PR #232, opened 2016-02-24
Update OpenCvCamera.java

cri-s:
Added autorestart feature and changed Mat to be static instead of dynamically reallocated every image fetch

This patch is optional, it helps recovery from freezed camera, traced down to usb cable problems.


vonnieda:
@cri-s Thank you for the contribution, but I don't think I am going to merge this one. It's extremely environment specific and it sounds like it's specific to one user's hardware problems. In addition, there are numerous code quality and code formatting issues. 

If you'd like me to merge this, please improve the code formatting based on https://github.com/openpnp/openpnp/wiki/Developers-Guide#coding-style and add some comments to the code explaining what it does and why. I'd also like to see it simplified a bit - maybe just loop a couple times with an increasing timer versus a number of hardcoded times.

cri-s:
It cannot simplified because of timings  requirement for webams and
drivers and nested Loops are needed.

2016-02-24 20:54 GMT, Jason von Nieda <notifications@github.com>:

PR #234, opened 2016-02-26
Update FluentCv.java

cri-s:
possible memory leak

### DIFF
--- a/src/main/java/org/openpnp/vision/FluentCv.java
+++ b/src/main/java/org/openpnp/vision/FluentCv.java
@@ -668,6 +668,8 @@ public class FluentCv {
 		if (tag != null && tag.length > 0) {
 			// Clone so that future writes to the pipeline Mat
 			// don't overwrite our stored one.
+			mat = stored.get(tag[0]);
+                        if(mat!=null) { mat.release(); }
 			stored.put(tag[0], this.mat.clone());
 		}
 		return this;


src/main/java/org/openpnp/vision/FluentCv.java
```diff
@@ -668,6 +668,8 @@ private FluentCv store(Mat mat, String... tag) {
 		if (tag != null && tag.length > 0) {
 			// Clone so that future writes to the pipeline Mat
 			// don't overwrite our stored one.
+			mat = stored.get(tag[0]);
+                        if(mat!=null) { mat.release(); }
```
vonnieda: The mat continues to be used in further pipeline calls. Won't this cause it to be released early?

cri-s: No. This.mat get the mat  value. normally this.mat should be released too,
but I'm not sure if that mat is used on some code
And because this I ignore it.
Mat have native pointer in it and this probably block normal memory GC or
something like that.

cri-s:
patch not approved.

vonnieda:
Why close this? I just haven't had time to test it yet.

cri-s:
The repostory it's not deleted.

2016-02-27 17:11 GMT, Jason von Nieda <notifications@github.com>:
> Why close this? I just haven't had time to test it yet.
>

PR #238, opened 2016-02-29
Add webcam support

cri-s:
All operating systems with possibility to select camera by name.

### DIFF
--- a/src/main/java/org/openpnp/machine/reference/camera/Webcams.java
+++ b/src/main/java/org/openpnp/machine/reference/camera/Webcams.java
@@ -1,0 +1,251 @@
+/*
+ 	Copyright (C) 2011 Jason von Nieda <jason@vonnieda.org>
+ 	
+ 	This file is part of OpenPnP.
+ 	
+	OpenPnP is free software: you can redistribute it and/or modify
+    it under the terms of the GNU General Public License as published by
+    the Free Software Foundation, either version 3 of the License, or
+    (at your option) any later version.
+
+    OpenPnP is distributed in the hope that it will be useful,
+    but WITHOUT ANY WARRANTY; without even the implied warranty of
+    MERCHANTABILITY or FITNESS FOR A PARTICULAR PURPOSE.  See the
+    GNU General Public License for more details.
+
+    You should have received a copy of the GNU General Public License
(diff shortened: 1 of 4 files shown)


src/main/java/org/openpnp/machine/reference/camera/Webcams.java
```diff
@@ -0,0 +1,251 @@
...
+	protected String deviceId = "###DEVICE###";
+
+	@Attribute(required=false)
+	private int preferredWidth=0;
+	@Attribute(required=false)
+	private int preferredHeight=0;
+	
+	protected Webcam webcam;
+	private Thread thread;
+	private boolean test;
```
vonnieda: Why is this called test? It seems to set the camera to gray.

src/main/java/org/openpnp/machine/reference/camera/Webcams.java
```diff
@@ -0,0 +1,251 @@
...
+			webcam.close();
+		}
+		try {
+		webcam=null;
+                for (Webcam cam: Webcam.getWebcams()) {
+                        if(cam.getName().equals(deviceId)) {
+				webcam=cam;
+			}
+		}
+		if(webcam==null) {	// Workaround ???
```
vonnieda: This comment is confusing. Is it a TODO? Can you explain or remove?

cri-s: Because i have used it during test, and at the end before submitting
changed it to gray,
same as on LtiCivilCamera, where the Wizard was copied. Should i
remove it completly,
or rename it to forceGray ?

For the comment:
       if(webcam==null) {      // Workaround ???
                        //webcam =  Webcam.getWebcamByName(deviceId);
                        return;
                }

It was a hint.
It's if the webcam is not found, should the driver open the first cam ,
   webcam = Webcam.getDefault()  ;

or should it as it works now, don't open the camera.




2016-02-29 17:18 GMT, Jason von Nieda <notifications@github.com>:

vonnieda: Yes, please change it to forceGrayscale. I think it's a useful feature, just a bad variable name.

And thank you for the explanation of the comment. I think the current method is good. If the camera is not found we don't want to confuse the user by opening a different camera. You can remove the comments.

Issue #228, opened 2016-02-21
Camera rotation crops frame


vonnieda:
In ReferenceCamera#transformImage we apply several user defined transformations, one of which is rotation. The current rotation system crops the frame, especially in cases where the aspect ratio is not 1:1. There is a TODO in the code to correct this, and there is a good example at: http://stackoverflow.com/questions/22041699/rotate-an-image-without-cropping-in-opencv-in-c

* Change the transformImage code so that it adjusts the size of the image before rotating so that the full rotated image will fit in the new frame.

cri-s:
Simple roation on 90 degree interval:

// rotate 90º counter-clockwise
Core.flip(img.t(), img, 0);

// rotate 90º clockwise
Core.flip(img.t(), img, 1);

// rotate 180º 
Core.flip(img, img, -1);

PR #239, opened 2016-02-29
Update ReferenceCamera.java

cri-s:
added zoom parameter and polish up rotation

### DIFF
--- a/src/main/java/org/openpnp/machine/reference/ReferenceCamera.java
+++ b/src/main/java/org/openpnp/machine/reference/ReferenceCamera.java
@@ -1,5 +1,6 @@
 /*
  	Copyright (C) 2011 Jason von Nieda <jason@vonnieda.org>
+ 	Copyright (C) 2016 cri-s <phone.cri@gmail.com>
  	
  	This file is part of OpenPnP.
  	
@@ -28,9 +29,7 @@ import java.io.IOException;
 
 import org.opencv.core.Core;
 import org.opencv.core.CvType;
-import org.opencv.core.Mat;
-import org.opencv.core.Point;
-import org.opencv.core.Rect;
+import org.opencv.core.*;
 import org.opencv.imgproc.Imgproc;
 import org.openpnp.ConfigurationListener;
 import org.openpnp.model.Configuration;
@@ -75,9 +74,12 @@ public abstract class ReferenceCamera extends AbstractCamera implements Referenc
     
     @Attribute(required=false)
     protected int offsetX = 0;
-    
     @Attribute(required=false)
     protected int offsetY = 0;
+    @Attribute(required=false)
+    protected int sizeX = 0;
+    @Attribute(required=false)
+    protected int sizeY = 0;
     
     @Attribute(required=false)
     protected double zoom = 0;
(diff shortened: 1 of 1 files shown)


vonnieda:
@cri-s Hi Cri, this change seems to change the image results. Can you explain why and if this is as it should be?

Before:
screen shot 2016-02-29 at 9 08 49 am

After:
screen shot 2016-02-29 at 9 11 13 am

vonnieda:
@cri-s Is zoom intended to be set by the user? If so, it should be added to the wizard.

cri-s:
I have not discovered it when i have tested.
Now it's fixed, but i have added rotation limits to +-13 degree beside
90 degree interval.
Fip vertical and horizontal, as seen on you'r images is to be used
basically only when using
mirrors.

Yes, Zoom should be user settable, but i prefer to having it only on machine.xml
If you'r tell i should add it to xxx, i will do it.
Two uses cases:
 If camera is rotated and user need to rotate it and to remove black  border.
 To have additional configured camera, that uses the same hw camera,
but with different zoom level, and for uplooking cam, to remove
unwanted surrounding , that is not shielded.

vonnieda:
A few more questions:

* Why the limit of 13 degrees?
* Why do you prefer zoom to only be on machine.xml?

I like the idea, just needs a bit of cleanup.

src/main/java/org/openpnp/machine/reference/ReferenceCamera.java
```diff
@@ -178,12 +181,37 @@ protected BufferedImage transformImage(BufferedImage image) {
         
         // apply affine transformations
         if (rotation != 0) {
-            // TODO: Fix cropping of rotated image:
-            // http://stackoverflow.com/questions/22041699/rotate-an-image-without-cropping-in-opencv-in-c
-            Point center = new Point(mat.width() / 2D, mat.height() / 2D);
-            Mat mapMatrix = Imgproc.getRotationMatrix2D(center, rotation, 1.0);
-            Imgproc.warpAffine(mat, mat, mapMatrix, mat.size(), Imgproc.INTER_LINEAR);
-	    mapMatrix.release();
+		double rot = rotation;
```
vonnieda: @cri-s Can you put some comments in this block to explain what is going on? I find this code to be very confusing as there is a lot of manipulation of the rot variable and no explanation as to why. 

In addition, can you explain the reason for the limit of 13 degrees?

cri-s: In short. It fixes rotation by 90 degree as commented on issue #228 .
affine rotation was leaved as it could be useful. Size was not calc on
affine rotation as  suggested by you because of fast template match
requirement constraints.
I don't see any utility in giving possibility to have rotation to 30
or 45 degree,  but understand that it could be necessary to rotate up
to 3 degree for removing mechanical misalignments. Because this I have
limited it to 13 degree giving additional 10 deg. Of rotation. If you
prefer I remove this limit. The variable rot is not more then variable
rotation, only that its normalized on positive domain for 90 deg
rotation.
45 degree is equivalent to 0.5 rounding on 90 deg rotation.
I know, the calc is wrong if more then +-360 deg is inserted.

made some tests:

640:480 resolution USB 2.1 Webcam , FPS calc every 100 images.

Rotation 133 degree (transpose+flip+warp-affine)
FPS: 66.403
FPS: 78.78
FPS: 91.117

Rotation 90 degree (transpose+flip)
FPS: 113.052
FPS: 104.015
FPS: 125.325

Rotation 3 degree (warp-affine)
FPS: 135.428
FPS: 147.6

Rotation 0 degree
FPS: 158.309
FPS: 169.418
FPS: 181.11

cri-s:
It's this better? what is the conflicts , reformatting ?

vonnieda:
@cri-s Yes, that's much better, thank you!

Don't worry about the conflicts. It's just reformatting. I'll handle it during the merge.

I appreciate your diligence, thanks again.

vonnieda:
Hi @cri-s: I'm working on merging this but running into a problem with the zoom function. I set zoom to > 1 (tried 1.1 and 2.0) and I get assertion errors of:
OpenCV Error: Assertion failed (0 <= _rowRange.start && _rowRange.start <= _rowRange.end && _rowRange.end <= m.rows) in Mat, file /Users/jason/Projects/opencv/opencv-2.4.11/modules/core/src/matrix.cpp, line 284

Have you seen this? Am I using the feature wrong?

cri-s:
No, please test it now. It's probably bug of newer version of java
submat implementation.
Have changed it to mat(img,Rect) and that seems to work on newer version.
I have not see it, because i'm using 2.4.8 externally, the precompiled
version quit with memory
dump on init. Have changed it, if zoom is negative, the image is
resized to orginal mat size.
Added ratio paramter too, it's the ratio of height, if someone needs
to change the ratio.


2016-03-02 6:10 GMT, Jason von Nieda <notifications@github.com>:

src/main/java/org/openpnp/machine/reference/ReferenceCamera.java
```diff
@@ -205,12 +228,26 @@ protected BufferedImage transformImage(BufferedImage image) {
...
+        { double scale = zoom; if (scale<0) { scale=-scale; }
+	  if(scale>1.0) {
+		int w=(int)((double)mat.width()/zoom+.5);
+		int h=(int)((double)mat.height()/zoom*ratio+.5);
+		int x=(mat.width()-w)/2;
+                int y=(mat.height()-h)/2;
+          	Mat img = new Mat(mat,new Rect(x,y,w,h));
+          	if(zoom<0.) {
+    			Imgproc.resize(img, img, mat.size());
+          	}
```
vonnieda: @cri-s I am testing this now and the zoom doesn't seem to be doing anything. Looking at this code, I think that you are missing an else clause at this line. Did you want to resize mat at some point?

cri-s:
If it don't work for you, it's a bigger problem on Mac.
The zooming is in reality it's image cropping. The gui does the zooming.
I have added code to resize the image too, but zoom and scale need to be updated, i have omitted
it.
img.submat(x1,y1,x2,y2)  is a ROI inside orginal img. 
Mat(img,new Rect(x,y,w,h)) is equivalent to img.submat(x,y,x+w,y+h).clone()  , except that
code is similar to this.
mat = new Mat(new Size(w,h),img.type()) ; img.submat(x,y,x+w,y+h).copyTo(mat);
If both not works, it's strange.

I finish to merge latest change and uplooking vision to the branch for mojalova1 and then after physiotherapy i copy the code from that branch over here. 
If it's work on Mac, fine, otherwise close the pull request.

cri-s:
Checked in the code i have used close to official branch.

vonnieda:
@cri-s Can you explain what these new fields do? Have you tested this code in place and shown that it works? It takes a lot of my time to pull these changes and run through a bunch of testing and I don't want to keep doing it if this code is not being tested before being sent to me.

cri-s:
Yes, this is tested on Linux and is used by several users, one of them
use windows.
I don't know if it works on Mac
and if maybe the changed offset gives you or other problems. .
For example submat works on linux, and it seems to not work on Mac in
this particular
case.

zoom , set zoom level on camera, adjust offsetX/Y and sizeX/Y , ratio
is ratio of height for zoom level, just plain multiplicator. Zoom
takes precedence over other settings.
offsetX/Y and sizeX/Y is offset and size for cropping image.
If offsetX or offsetY is negative, then circular roi is used.
This is primary for uplooking cam.
Close this pull request.
The use is for uplooking camera. I include simple BottomOffset code,
you surely want use the FluentCv interface. On getCameraImage i do
gaussian blur and normalize .

  @Override
    public Location getPartBottomOffsets(Part part, Nozzle nozzle)
            throws Exception {
        if (camera.getLooking() != Looking.Up) {
            throw new Exception("Bottom vision only implemented for Up
looking cameras");
        }

        double speed=1.0;
	if(part!=null) {
		speed=part.getSpeed(); // TODO wrong speed, leave it as is until spi change
	}

	Location loc = camera.getLocation().
  		convertToUnits(LengthUnit.Millimeters);
        // Position the part above the center of the camera.
        // First move to Safe-Z.
        nozzle.moveToSafeZ(speed);
        // Then move to the camera in X, Y at Safe-Z and rotate the
        // part to 0.
        nozzle.moveTo(loc.derive(null,null,Double.NaN,null), speed);
  	double height = loc.getZ();
        if(part!=null) height+= part.getHeight()
                .convertToUnits(LengthUnit.Millimeters).getValue();
        else height+=1.;
        if(height>0.) height=0; // XXX HACK for other drivers
        // Then lower the part to the Camera's focal point in Z. Maintain the
        // part's rotation at 0.
        nozzle.moveTo(loc.derive(null, null, height, 0.0), speed);
        // Grab an image.
        // Return to Safe-Z just to be safe.
        nozzle.moveToSafeZ(speed);
        // Do OpenCV magic
       	List<MatOfPoint> contours = new ArrayList<>();
	RotatedRect rot = null ;
	double ang ;
	Imgproc.threshold(getCameraImage(0),tmp,240,255,0);
        Imgproc.findContours(tmp.clone(), contours,new Mat(),
Imgproc.RETR_EXTERNAL, Imgproc.CHAIN_APPROX_SIMPLE);
	if(contours.size()==0) return null;	// XXX Failed
	// join, get angle,
   	contours = joinContours(contours);
	rot=getRotatedRect(contours.get(0));
	ang = rot.angle % 45;
	// roate and repeat match, get center
	tmp = rotate(tmp,-ang); contours.clear();
        Imgproc.findContours(tmp.clone(), contours,new Mat(),
Imgproc.RETR_EXTERNAL, Imgproc.CHAIN_APPROX_SIMPLE);
   	contours = joinContours(contours);
	rot=getRotatedRect(contours.get(0));

    	return
	    loc.derive(rot.center.x,rot.center.y,0.,ang).subtract(loc.derive(gray.width()/2.,gray.height()/2.,0.,0.0)).multiply(camera.getUnitsPerPixel().derive(null,null,0.0,1.0)).multiply(1.0,-1.0,1.0,1.0);

    }

    private static RotatedRect getRotatedRect(MatOfPoint contour) {
	    if(contour==null) return  null;
      	    MatOfPoint2f contour_ = new MatOfPoint2f();
	    contour.convertTo(contour_,CvType.CV_32FC1);
            return Imgproc.minAreaRect(contour_);
    }

    private static List<MatOfPoint> joinContours(List<MatOfPoint> contours) {
        List<MatOfPoint> ret = new ArrayList<>() ;
	// filter it
        for (MatOfPoint contour: contours) {
            RotatedRect rotatedRect = getRotatedRect(contour);
            double area = rotatedRect.size.area();
            if (area <= 5.0) contours.remove(contour);
        }

	final ArrayList<Point> temp = new ArrayList<>();
        for (MatOfPoint contour: contours) {
            temp.addAll(((MatOfPoint)contour).toList());
	}

	contours.clear();
	if(temp.size()!=0) {
		MatOfPoint mat = new MatOfPoint();
		mat.fromList(temp);
		contours.add(mat);
	}
	return contours;
    }

static  public Mat rotate(Mat img, double angle)
{
    double radians = Math.toRadians(angle);
    Point center = new Point(img.size().width/2, img.size().height/2);
    Mat rotImage = Imgproc.getRotationMatrix2D(center, angle, 1.0);
    Imgproc.warpAffine(img, img, rotImage,img.size(),
Imgproc.INTER_LINEAR + Imgproc.CV_WARP_FILL_OUTLIERS);
    return img;
}





2016-03-04 17:26 GMT, Jason von Nieda <notifications@github.com>:

PR #245, opened 2016-03-18
Demo PNP board enhancements

anthonywebb:
Changed ruler to copper
Added .5mm spacing to ruler
Added ruler to Top Layer so now it is on top and bottom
━━━━━━━━━━
About this exercise.
Show every line of the listing containing the string "negative" by copying it.

Result.
dump on init. Have changed it, if zoom is negative, the image is
If offsetX or offsetY is negative, then circular roi is used.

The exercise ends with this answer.